1. Low-mass stars (up to about 8 times the mass of our Sun):
Once a low-mass star exhausts its helium fuel in the core, it does not have sufficient mass or pressure to ignite fusion of heavier elements, like carbon or oxygen. The core then contracts due to gravity, while the outer layers of the star expand, forming a red giant. Eventually, the star sheds its outer layers, leaving behind a dense, hot core called a white dwarf. This core is composed mostly of carbon and oxygen, and it is supported against gravity by electron degeneracy pressure. Over time, the white dwarf cools down and becomes a dim, compact object, known as a black dwarf.

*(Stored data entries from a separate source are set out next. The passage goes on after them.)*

PR #349, opened 2023-10-01
GH-751: Hot fix for wrong books keeping at transactions confirmation 

bertllll:


node/src/accountant/scanners/mod.rs
```diff
@@ -319,23 +319,32 @@ impl PayableScanner {
...
-            .map(
-                |((rowid_opt, hash), pending_payable)| PendingPayableTriple {
-                    recipient: &pending_payable.recipient_wallet,
-                    hash,
-                    rowid_opt,
-                },
-            )
+            .sorted_by(|(_, hash_a), (_, hash_b)| Ord::cmp(&hash_a, &hash_b));
+
+        rowid_pairs_sorted_by_hashes
```
dnwiebe, line 353: Should there be some code in here to verify that the two lists of hashes are identical, and panic if they're not?

dnwiebe (approved):

dnwiebe (approved):

PR #350, opened 2023-10-04
GH-747: transactions received from unknown wallets 

bertllll:


utkarshg6 (commented):
First 13 files completed. No issues found.

node/src/accountant/db_access_objects/payable_dao.rs
```diff
@@ -89,7 +87,7 @@ impl PayableDaoFactory for DaoFactoryReal {
 #[derive(Debug)]
 pub struct PayableDaoReal {
     conn: Box<dyn ConnectionWrapper>,
-    big_int_db_processor: BigIntDbProcessor<Self>,
+    big_int_db_processor: BigIntDatabaseProcessorReal<Self>,
```
utkarshg6: I liked the old name better, because it's short and the short form `db` can easily be expanded to `database` in mind because it's very popular.

node/src/accountant/db_access_objects/receivable_dao.rs
```diff
@@ -118,31 +122,55 @@ impl ReceivableDao for ReceivableDaoReal {
...
 
-    fn more_money_received(&mut self, timestamp: SystemTime, payments: Vec<BlockchainTransaction>) {
-        self.try_multi_insert_payment(timestamp, &payments)
-            .unwrap_or_else(|e| self.more_money_received_pretty_error_log(&payments, e))
+    fn more_money_received(
+        &mut self,
+        timestamp: SystemTime,
+        received_payments: &[BlockchainTransaction],
+    ) -> Box<dyn TransactionWrapper + '_> {
+        match self
```
utkarshg6: I don't understand what's the purpose of `match` over here. The way I understand how futures work is that we provide some code to execute in case of error inside `map_err()` and the success case inside `and_then()`. Since, we've already implemented both of these functions, I don't see what is the `match` keyword exactly matching on?

node/src/accountant/db_access_objects/receivable_dao.rs
```diff
@@ -265,57 +293,104 @@ impl ReceivableDao for ReceivableDaoReal {
...
     pub fn new(conn: Box<dyn ConnectionWrapper>) -> ReceivableDaoReal {
         ReceivableDaoReal {
             conn,
-            big_int_db_processor: BigIntDbProcessor::default(),
+            big_int_db_processor: Box::new(BigIntDatabaseProcessorReal::default()),
             logger: Logger::new("ReceivableDaoReal"),
         }
     }
 
-    fn try_multi_insert_payment(
```
utkarshg6, line 280: Don't know yet, what happened to this function, let me know...

node/src/accountant/db_access_objects/receivable_dao.rs
```diff
@@ -265,57 +293,104 @@ impl ReceivableDao for ReceivableDaoReal {
...
+            Err(ReceivableDaoError::RusqliteError(format!(
+                "Update for received payment with {amount} wei ran without producing a data change, \
+                despite a record for the wallet {address} exists"
+            )))
+        } else {
+            info!(
+                logger,
+                "Detected an inward transfer of {amount} wei in the block {block_number}. Address \
+                {address} does not match any of the tracked debtors. Ignoring"
+            );
```
utkarshg6: Maybe rephrase this which is closely related to the name of the card, something like:


```
Received {amount} wei from unknown debtor {address} in the block {block_number}.
```

node/src/accountant/db_access_objects/receivable_dao.rs
```diff
@@ -265,57 +293,104 @@ impl ReceivableDao for ReceivableDaoReal {
...
+            Ok(())
         }
     }
 
+    // TODO you'd better check if there is a single row or more (meaning obviously terribly wrong)
```
utkarshg6: Maybe you want to work on this todo in this card. If so, maybe you can use the following SQL query:

```sql
SELECT COUNT(*) as row_count
FROM receivable
WHERE wallet_address = ?;
```

utkarshg6 (commented):
Continue on receivable_dao.rs:441

node/src/accountant/db_access_objects/receivable_dao.rs
```diff
@@ -363,27 +438,29 @@ impl ReceivableDaoReal {
         )
     }
 
-    fn more_money_received_pretty_error_log(
-        &self,
+    fn more_money_received_roll_back_error_log(
```
utkarshg6: If I were writing this code, I would've migrated this function into a separate file and I've kept the nested functions outside this function. I find that way easier to read, but it's up to you if you want to do that.

node/src/accountant/db_access_objects/receivable_dao.rs
```diff
@@ -481,10 +563,10 @@ mod tests {
     #[should_panic(
         expected = "Overflow detected with 340282366920938463463374607431768211455: cannot be converted from u128 to i128"
     )]
-    fn try_multi_insert_payment_handles_error_of_number_sign_check() {
+    fn multi_row_update_from_received_payments_handles_error_of_number_sign_check() {
```
utkarshg6: I'm worried if these test renames would cause trouble to someone else who have been working on this file in their card. In case someone is, then I'd suggest we keep the old names of these test renames as a comment. If not, feel free to ignore this comment.

node/src/accountant/db_access_objects/receivable_dao.rs
```diff
@@ -705,8 +809,10 @@ mod tests {
             },
         ];
 
-        subject.more_money_received(payment_time, transactions);
+        let mut txn = subject.more_money_received(payment_time, &transactions);
 
+        txn.commit().unwrap();
+        drop(txn);
```
utkarshg6: I don't see a return type for `more_money_received()`. I'm confused how did you end up receiving the `txn` out of it and then managed to call functions on it, and ultimately drop it.

Secondly, I don't know what's the purpose of doing this exercise.

utkarshg6 (commented):
Continue on receivable_dao.rs:816

node/src/accountant/db_access_objects/receivable_dao.rs
```diff
@@ -724,92 +830,349 @@ mod tests {
...
+            actual_record_3.balance_wei,
+            second_initial_balance as i128 - 9999
+        );
+        assert_eq!(
+            to_time_t(actual_record_3.last_received_timestamp),
+            to_time_t(time_of_change)
+        );
+        let log_handler = TestLogHandler::new();
+        log_handler.exists_log_containing(&format!(
+            "INFO: {test_name}: Detected an inward transfer of 2222 wei in the block 4446. \
```
utkarshg6: I don't know whether it's a good suggestion, but instead of logging shouldn't we create a new table to store txns from unknown wallets.

utkarshg6 (commented):
Continue on receivable_dao.rs:1104

node/src/accountant/db_access_objects/receivable_dao.rs
```diff
@@ -724,92 +830,349 @@ mod tests {
...
+        // written into the database. In order to be faithful to the various distinct operations
+        // that take place in our code, we do care really a lot about the terminal stage of the
+        // transaction. If we don't make it to the 'commit' call for an issue having stepped in before,
+        // the staged changes will not engrave into the database. Which is exactly you can watch in
+        // this test.
+        //
+        // Another proof about the correct course of events is that even though we hadn't prepared
+        // a result for the mocked 'commit' method, the test didn't panic because of that. Besides
+        // that, if it had been committing each transaction separately we would've come across at
+        // least one call of 'commit' (and crashed), yet we didn't.
```
utkarshg6: I've rephrased this comment so that I can understand `TransactionWrapperMock` in a better way. If you'd like you can use the rephrased words in the comment. :pray:

If I've confused something, please correct me.

```rust
// This test uses the TransactionWrapperMock, a powerful tool that 
// simulates errors thrown from Statements in our monitored transaction, 
// playing a key role in the test. It functions as a typical mock, 
// but it goes beyond by simulating how a transaction behaves in reality, 
// especially regarding commit time or the object being dropped 
// without an explicit 'commit' call, which should leave the 
// database unmodified (using the roll-back strategy).

// Why is this important? 
// The mocked wrapper has its own transaction, 
// usable for multiple initial calls within the same piece of code. 
// If it interacts with a real transaction, all changes would be persistently 
// written to the database. Considering the various distinct operations 
// in our code, we particularly care about the final stage of the transaction. 
// If an issue prevents reaching the 'commit' call, the staged changes 
// won't be written to the database, as demonstrated in this test.

// Another confirmation of the correct sequence of events is that 
// even without a result prepared for the mocked 'commit' method, 
// the test doesn't panic. If it were committing each transaction 
// separately, we would encounter at least one 
// 'commit' call (resulting in a crash), but we didn't.
```

node/src/accountant/db_access_objects/receivable_dao.rs
```diff
@@ -724,92 +830,349 @@ mod tests {
...
     }
 
     #[test]
-    fn receivable_account_status_works_when_account_doesnt_exist() {
+    fn verify_possibly_unknown_wallet_is_fatal_when_the_row_for_this_wallet_exists() {
```
utkarshg6: Maybe rename this test name to:

```rust
fn receivable_dao_throws_err_when_a_row_for_unknown_wallet_already_exists_in_the_db() {
    ...
}
```

node/src/accountant/db_access_objects/receivable_dao.rs
```diff
@@ -724,92 +830,349 @@ mod tests {
...
+        init_test_logging();
+        let test_name =
+            "verify_possibly_unknown_wallet_is_fatal_when_the_row_for_this_wallet_exists";
+        let home_dir = ensure_node_home_directory_exists("receivable", test_name);
+        let mut conn = DbInitializerReal::default()
+            .initialize(&home_dir, DbInitializationConfig::test_default())
+            .unwrap();
+        let wallet = make_wallet("blah");
```
utkarshg6, line 1142: let's rename this `wallet` to `unknown_wallet`.

utkarshg6 (commented):
Continue on `big_int_db_processor.rs`

node/src/accountant/db_big_integer/big_int_db_processor.rs
```diff
@@ -1,43 +1,57 @@
...
 use std::fmt::{Debug, Display, Formatter};
 use std::iter::once;
 use std::marker::PhantomData;
 use std::ops::Neg;
 
+pub trait BigIntDatabaseProcessor<T>: Debug + Send
+where
+    T: TableNameDAO,
+{
+    fn execute<'a>(
```
utkarshg6: If I were writing this I might've tried to prevent using traits here. I do feel when we use traits, they end up biting us later. Let me know what you think of using a trait here.

node/src/accountant/db_big_integer/big_int_db_processor.rs
```diff
@@ -50,19 +64,22 @@ impl<'a, T: TableNameDAO> BigIntDbProcessor<T> {
     }
 }
 
-impl<T: TableNameDAO + 'static> Default for BigIntDbProcessor<T> {
-    fn default() -> BigIntDbProcessor<T> {
+impl<T: TableNameDAO + 'static> Default for BigIntDatabaseProcessorReal<T> {
```
utkarshg6: Also, I think, we can definitely use `db` for database here. It's a well known short form, so it'll be useful here.

`BigIntDatabaseProcessorReal` -> `BigIntDbProcessorReal`
`BigIntDatabaseProcessor` -> `BigIntDbProcessor`

utkarshg6 (commented):
Continue at `big_int_db_processor.rs:91`

node/src/accountant/db_big_integer/big_int_db_processor.rs
```diff
@@ -71,12 +88,15 @@ impl<T: TableNameDAO> BigIntDbProcessor<T> {
     }
 }
 
-pub trait UpdateOverflowHandler<T>: Debug + Send {
-    fn update_with_overflow<'a>(
+pub trait UpdateOverflowHandler<T>: Debug + Send
+where
```
utkarshg6, line 98: I think, we can keep a pure function instead of a trait. It'll make it easier to maintain.

utkarshg6 (commented):
Continue at `big_int_db_processor.rs:169`

node/src/accountant/db_big_integer/mod.rs
```diff
@@ -2,5 +2,5 @@
 
 pub mod big_int_db_processor;
 pub mod big_int_divider;
-#[cfg(test)]
-mod test_utils;
+
+pub mod test_utils;
```
utkarshg6, line 5: I don't know why it was made public. Maybe it could be prevented. I think it would be good if we manage to do that.

node/src/accountant/db_big_integer/big_int_db_processor.rs
```diff
@@ -146,14 +166,17 @@ impl<T: TableNameDAO> UpdateOverflowHandler<T> for UpdateOverflowHandlerReal<T>
...
     ) {
-        match BigIntDbProcessor::<T>::prepare_statement(conn, config.overflow_update_clause)
-            .execute(execute_params)
-            .expect("logic broken given the previous non-overflow call accepted right")
+        match BigIntDatabaseProcessorReal::<T>::prepare_statement(
+            conn,
+            config.overflow_update_clause,
+        )
+        .execute(execute_params)
+        .expect("logic broken given the previous non-overflow call accepted right")
```
utkarshg6: Maybe you can use this statement, in case you like it...

```
If the previous non-overflow call was accepted, this should not happen. There is some flaw in logic.
```

node/src/accountant/db_big_integer/big_int_db_processor.rs
```diff
@@ -253,28 +276,33 @@ impl<'a, T: TableNameDAO> BigIntSqlConfig<'a, T> {
     }
 }
 
-//to be able to display things that implement ToSql
-pub trait ExtendedParamsMarker: ToSql + Display {}
+// This is a native Rusqlite format for data supply to their interface
+type RusqliteParamPair<'params> = (&'params str, &'params dyn ToSql);
+// This is a representation of the above, plus providing a way to display the values (not possible natively)
+type DisplayableRusqliteParamPair<'params> = (&'params str, &'params dyn DisplayableParamValue);
```
utkarshg6: Since, we can't define what the first and second item of the tuple represent in `RusqliteParamPair` because it's part of the native format. I'd suggest, if we improve that by providing field names to the `DisplayableRusqliteParamPair` by changing it to struct.

node/src/accountant/db_big_integer/big_int_db_processor.rs
```diff
@@ -253,28 +276,33 @@ impl<'a, T: TableNameDAO> BigIntSqlConfig<'a, T> {
...
+
+macro_rules! implement_displayable_param_value {
     ($($implementer: ty),+) => {
-        $(impl ExtendedParamsMarker for $implementer {})+
+        $(impl DisplayableParamValue for $implementer {})+
     }
 }
 
-impl_of_extended_params_marker!(i64, &str, Wallet);
+implement_displayable_param_value!(i64, &str, Wallet);
```
utkarshg6: I'd prefer if we directly implement it over the types. It'll remove half the lines.

```rust
impl DisplayableParamValue for i64 {}
impl DisplayableParamValue for &str {}
impl DisplayableParamValue for Wallet {}
```

utkarshg6 (commented):
Continue at `big_int_db_processor.rs:296`

node/src/accountant/db_big_integer/big_int_db_processor.rs
```diff
@@ -338,30 +366,36 @@ impl<'a> SQLParamsBuilder<'a> {
...
+        val: &'params dyn DisplayableParamValue,
     },
 }
 
-impl<'a> From<KnownKeyVariants<'a>> for (&'static str, &'static str, &'a dyn ExtendedParamsMarker) {
-    fn from(variant: KnownKeyVariants<'a>) -> Self {
+impl<'params> From<KeyVariants<'params>>
+    for (
+        &'static str,
+        &'static str,
```
utkarshg6: Instead of using static lifetimes, it would be better if we use the `String` type. That way the reference won't stay for the whole life of the Node and we'll get rid of the lifetimes (at least static).

node/src/accountant/db_big_integer/big_int_db_processor.rs
```diff
@@ -384,10 +418,10 @@ impl Display for ByteMagnitude {
     }
 }
 
-pub struct SQLParams<'a> {
-    table_unique_key_name: &'a str,
+pub struct SQLParams<'params> {
```
utkarshg6, line 429: In case we can get rid of the lifetime `params` here, it would make the whole code lot easier to read. I believe, it's safe to use the `String` in-place of `&str`. We just need to find a good way to get rid of it from the `params_except_wei_change`.

node/src/accountant/db_big_integer/big_int_db_processor.rs
```diff
@@ -408,61 +442,59 @@ impl StdNumParamFormNamed {
     }
 }
 
-pub struct Param<'a> {
-    value_pair: (&'a str, &'a dyn ExtendedParamsMarker),
-    participates_in_overflow_clause: bool,
+pub enum Param<'params> {
+    BothClauses(DisplayableRusqliteParamPair<'params>),
+    MainClauseLimited(DisplayableRusqliteParamPair<'params>),
```
utkarshg6: Maybe you can just say `MainClause` and `BothClauses` here. Also, if we can get rid of the lifetime, the `enum` will become easier to read.

node/src/accountant/db_big_integer/big_int_db_processor.rs
```diff
@@ -408,61 +442,59 @@ impl StdNumParamFormNamed {
...
+            Param::BothClauses(pair) => pair,
+            Param::MainClauseLimited(pair) => pair,
         }
     }
 
-    fn as_rusqlite_params(&'a self) -> (&'a str, &'a dyn ToSql) {
-        (self.value_pair.0, &self.value_pair.1 as &dyn ToSql)
+    fn as_rusqlite_param_pair(&'params self) -> RusqliteParamPair<'params> {
+        let pair = self.param_pair();
+        (pair.0, &pair.1 as &dyn ToSql)
```
utkarshg6: If it was a struct instead of a tuple, it would be easier to understand what the first and the second element of the tuple mean. Also, a reference can be removed if we use a Box.

node/src/accountant/db_big_integer/big_int_db_processor.rs
```diff
@@ -408,61 +442,59 @@ impl StdNumParamFormNamed {
...
 }
 
-impl<'a> From<&'a WeiChangeAsHighAndLowBytes> for [(&'a str, &'a dyn ToSql); 2] {
-    fn from(wei_change: &'a WeiChangeAsHighAndLowBytes) -> Self {
+impl<'params> From<&'params WeiChangeAsHighAndLowBytes> for [RusqliteParamPair<'params>; 2] {
+    fn from(wei_change: &'params WeiChangeAsHighAndLowBytes) -> Self {
         [
             (wei_change.high.name.as_str(), &wei_change.high.value),
             (wei_change.low.name.as_str(), &wei_change.low.value),
         ]
```
utkarshg6, line 521: I think it deserves a type of it's own with four fields.

node/src/accountant/db_big_integer/big_int_db_processor.rs
```diff
@@ -481,35 +513,56 @@ pub enum WeiChange {
...
 
 #[derive(Debug, PartialEq, Eq)]
-pub struct BigIntDbError(pub String);
+pub enum BigIntDatabaseError {
+    General(String),
+    RowChangeMismatch {
+        row_key: String,
+        detected_count_changed: usize,
+    },
+}
```
utkarshg6, line 596: This was a good change. 🎉

node/src/accountant/db_big_integer/big_int_db_processor.rs
```diff
@@ -654,17 +746,26 @@ mod tests {
                 low: StdNumParamFormNamed::new(":balance_low_b".to_string(), 9223372036854321124)
             }
         );
-        assert_eq!(result.params_except_wei_change[0].value_pair.0, ":some_key");
         assert_eq!(
-            result.params_except_wei_change[0].value_pair.1.to_string(),
+            result.params_except_wei_change[0].param_pair().0,
```
utkarshg6: I think there are some repeated assertions, if we can eliminate one of them, it would be easier to understand the test, and I believe the assertions will still be strong enough to break the test in case something in the production changes.

node/src/accountant/db_big_integer/big_int_db_processor.rs
```diff
@@ -736,10 +837,10 @@ mod tests {
...
-                Param::new(update_positive_2, true),
-                Param::new(update_negative_1, false),
-                Param::new(update_positive_1, true),
-                Param::new(update_negative_2, false),
+                Param::BothClauses(update_positive_2),
+                Param::MainClauseLimited(update_negative_1),
+                Param::BothClauses(update_positive_1),
+                Param::MainClauseLimited(update_negative_2),
             ],
         };
```
utkarshg6, line 926: I can't put this comment any lower than this, but this is related to the assertions below. I don't know why the result in such an order. In case there's a reason for that, maybe add a comment in the code.

node/src/accountant/db_big_integer/big_int_db_processor.rs
```diff
@@ -880,15 +981,18 @@ mod tests {
     #[derive(Debug, Default)]
     struct UpdateOverflowHandlerMock {
```
utkarshg6: I think this could be moved into a different file for `test_utils`.

node/src/accountant/db_big_integer/big_int_db_processor.rs
```diff
@@ -1512,14 +1616,14 @@ mod tests {
                 .build(),
         );
 
-        let result = BigIntDbProcessor::<DummyDao>::default()
+        let result = BigIntDatabaseProcessorReal::<DummyDao>::default()
```
utkarshg6: Maybe it's a good idea to use `Db` instead of `Database`.

node/src/accountant/db_big_integer/test_utils.rs
```diff
@@ -14,11 +23,38 @@ pub(in crate::accountant::db_big_integer) mod restricted {
...
         TestKey {
             var_name: "name",
             sub_name: ":name",
             val,
         }
     }
 }
+
+#[derive(Default, Debug)]
+pub struct BigIntDatabaseProcessorMock {
```
utkarshg6: In case the `execute()` function can be tested directly, then we can safely remove this mock.

node/src/accountant/mod.rs
```diff
@@ -1541,7 +1557,7 @@ mod tests {
             actual_prepared_adjustment
                 .original_setup_msg
                 .protected_qualified_payables,
-            protect_payables_in_test(affordable_accounts.clone())
+            initial_unadjusted_accounts
```
utkarshg6, line 1561: Previously it was adjusted accounts (inside `affordable_accounts`), now it is  unadjusted payments (inside ` initial_unadjusted_accounts`). I don't understand what exactly changed in the production code.

node/src/accountant/mod.rs
```diff
@@ -1862,13 +1882,21 @@ mod tests {
             from: make_wallet("wallet1"),
             wei_amount: 10000,
         };
-        let more_money_received_params_arc = Arc::new(Mutex::new(vec![]));
+        let transaction_id = ArbitraryIdStamp::new();
+        let transaction = TransactionWrapperMock::default()
```
utkarshg6: Maybe rename this variable to `transaction_wrapper` to avoid confusion.

node/src/accountant/mod.rs
```diff
@@ -1887,6 +1916,18 @@ mod tests {
         assert_eq!(
             *more_money_received_params,
             vec![(now, vec![expected_receivable_1, expected_receivable_2])]
+        );
+        let commit_params = commit_params_arc.lock().unwrap();
+        assert_eq!(*commit_params, vec![()]);
```
utkarshg6, line 1923: Just a suggestion, if you'd like we can just assert on the length of the vector, which will imply how many times the `commit()` function has been called. This empty `()` doesn't offer any value.

node/src/accountant/scanners/mod.rs
```diff
@@ -850,21 +860,12 @@ impl Scanner<RetrieveTransactions, ReceivedPayments> for ReceivableScanner {
...
-                .payments
-                .iter()
-                .fold(0, |so_far, now| so_far + now.wei_amount);
-            self.receivable_dao
-                .as_mut()
-                .more_money_received(message.timestamp, message.payments);
-            self.financial_statistics
-                .borrow_mut()
-                .total_paid_receivable_wei += total_newly_paid_receivable;
+            self.update_account_balances_start_block_and_stats(&message, logger)
```
utkarshg6: Maybe you can write a function named `update_start_block()` and another named `update_balances_and_stats()`. That way you can call the `update_start_block()` inside the if clause and the combination of both functions in the else clause.

node/src/accountant/scanners/mod.rs
```diff
@@ -894,10 +897,75 @@ impl ReceivableScanner {
...
             financial_statistics,
         }
     }
 
+    fn update_start_block_while_no_received_transactions_found(
+        &mut self,
+        new_start_block: u64,
+        logger: &Logger,
+    ) {
+        info!(
```
utkarshg6: I think this `info` should stay at a higher level and only the logic should stay inside this method.

node/src/accountant/scanners/mod.rs
```diff
@@ -894,10 +897,75 @@ impl ReceivableScanner {
...
+            logger,
+            "No new received payments were detected during the scanning process."
+        );
+        match self
+            .persistent_configuration
+            .set_start_block(new_start_block)
+        {
+            Ok(()) => debug!(logger, "Start block updated to {}", new_start_block),
+            Err(e) => panic!(
```
utkarshg6: I think it should be a warning or error log instead of a panic. This may lead the Node to die even though the condition is not fatal.

node/src/accountant/scanners/mod.rs
```diff
@@ -894,10 +897,75 @@ impl ReceivableScanner {
...
+        msg: &ReceivedPayments,
+        logger: &Logger,
+    ) {
+        let mut txn = self
+            .receivable_dao
+            .as_mut()
+            .more_money_received(msg.timestamp, &msg.payments);
+
+        let new_start_block = msg.new_start_block;
+        match self
```
utkarshg6, line 918: This code repetition can be avoided if we write functions as mentioned in a comment few comments above this one.

node/src/accountant/scanners/mod.rs
```diff
@@ -894,10 +897,75 @@ impl ReceivableScanner {
...
+                "Attempt to set new start block to {} failed due to: {:?}",
+                new_start_block, e
+            ),
+        }
+
+        match txn.commit() {
+            Ok(_) => {
+                debug!(logger, "Updated start block to: {}", new_start_block)
+            }
+            Err(e) => panic!("Commit of received transactions failed: {:?}", e),
```
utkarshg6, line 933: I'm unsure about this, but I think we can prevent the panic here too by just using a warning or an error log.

2. High-mass stars (more than about 8 times the mass of our Sun):
When a high-mass star consumes the helium in its core, fusion reactions to create heavier elements continue. The star undergoes multiple fusion stages wherein it fuses heavier and heavier elements, ultimately forming iron in its core. However, fusion of iron is not energetically favorable, so the core cannot sustain itself against gravity. The core collapses under its own weight very rapidly, leading to a cataclysmic event known as a supernova. During a supernova explosion, the outer layers of the star are ejected into space while the core collapses further. Depending on the mass of the core, it can result in the formation of either a neutron star or a black hole.

In summary, low-mass stars end their lives as white dwarfs, while high-mass stars end their lives in supernova explosions, forming either neutron stars or black holes.